Re: [PATCH 03/12] Testcase for attaching in non-stop mode

[Pedro Alves]

On 13/01/21 05:09, Simon Marchi wrote:
> On 2021-01-12 8:15 p.m., Pedro Alves wrote:


>> +
>> +	if {$non_stop} {
>> +	    # In non-stop, we will see one stop per thread after
>> +	    # the prompt.
>> +	    set stops 0
>> +	    set test "seen all stops"
>> +	    for {set thread 1} { $thread <= $n_threads } { incr thread } {
>> +		gdb_test_multiple "" $test {
>> +		    -re "Thread $::decimal ${any} stopped" {
>> +			incr stops
>> +		    }
>> +		}
>> +	    }
>> +
>> +	    # This we haven't seen all stops, then the
> 
> This sentence is weird.

Ah, it was meant to be s/This/If/, like so:

	    # If we haven't seen all stops, then the gdb_test_multiple
	    # in the loop above will have already issued a FAIL.

> 
> Otherwise, the patch LGTM.

Thanks, pushed with the fix above.

Re: [PATCH 04/12] Fix a couple vStopped pending ack bugs

[Pedro Alves]

On 13/01/21 05:29, Simon Marchi wrote:
> On 2021-01-12 8:15 p.m., Pedro Alves wrote:

> Just to be sure I understand does that sum it up?
> 
> 1. GDBserver sends stop notification about thread X, the remote target
>    receives it and stores it
> 2. At the same time, GDB detaches thread X's inferior
> 3. The remote target discards the received stop notification
> 4. GDBserver waits forever for the ack

Yup.  Thanks for that summary.  I've borrowed it and put it in the commit log.

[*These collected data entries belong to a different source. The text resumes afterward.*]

PR #801, opened 2022-05-05
[FEAT] Progress bars now display 1 decimal place

brian-man:
# Description

Concerns:
1. The progress bar timers are "weird" around the value of 1.  The "1min" progress is displayed for exactly 1 second.
2. When upgrading with Nancy, the alignment with integer units drops so Sunflower duration is "51s" and similarly for other crops.
3. For longer duration items like without-Woody trees, "1.4hrs" is more useful than showing "2hrs" for a full hour.

This change introduces 1 decimal place to resource progress bars.

For example, Potato's initial progress bar with Nancy is now "4.3mins" instead of "5min"

Crop examples:
image

Wood examples:
image
image

## Type of change

# How Has This Been Tested?

Watching the timers for various crops to ensure that the values look correct and the transitions across time units behavior properly.

# Checklist:

### DIFF
--- a/src/lib/utils/time.test.ts
+++ b/src/lib/utils/time.test.ts
@@ -17,13 +17,21 @@ describe("time", () => {
       expect(secondsToString(2 * ONE_SEC)).toBe("2secs");
       expect(secondsToString(59 * ONE_SEC)).toBe("59secs");
       expect(secondsToString(ONE_MIN)).toBe("1min");
-      expect(secondsToString(ONE_MIN + ONE_SEC)).toBe("2mins");
+      expect(secondsToString(ONE_MIN + ONE_SEC)).toBe("1.1mins");
+      expect(secondsToString(2 * ONE_MIN - 6 * ONE_SEC)).toBe("1.9mins");
+      expect(secondsToString(2 * ONE_MIN - ONE_SEC)).toBe("2mins");
+      expect(secondsToString(2 * ONE_MIN)).toBe("2mins");
       expect(secondsToString(59 * ONE_MIN)).toBe("59mins");
       expect(secondsToString(ONE_HR)).toBe("1hr");
-      expect(secondsToString(ONE_HR + ONE_SEC)).toBe("2hrs");
+      expect(secondsToString(ONE_HR + ONE_SEC)).toBe("1.1hrs");
+      expect(secondsToString(2 * ONE_HR - 6 * ONE_MIN)).toBe("1.9hrs");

> Since the first item in the list has a special status (it is the in
> flight one), perhaps having a separate field in notif_server for it
> would make things clearer.
> 
> I mean having an additional
> 
>   notif_event *in_flight;
> 
> field in there.  When sending a notification, it gets dequeu-ed from
> the queue and put there.

It's likely yes, though I'd prefer that was done separately, as it has
risk of messing up something else.

> 
> Either way, this LGTM.

Thanks.  I've merged it.

Re: [PATCH 05/12] gdbserver: spurious SIGTRAP w/ detach while step-over in progress

[Pedro Alves]

On 13/01/21 06:00, Simon Marchi wrote:

> Maybe the only thing that wasn't clear from the start of the
> explanation is that GDBserver is doing a step-over for process A
> when a detach request for process B arrives.  And that generates
> a spurious SIGTRAP report for process A.  It wasn't clear which
> process was doing doing what.  But otherwise, make sense.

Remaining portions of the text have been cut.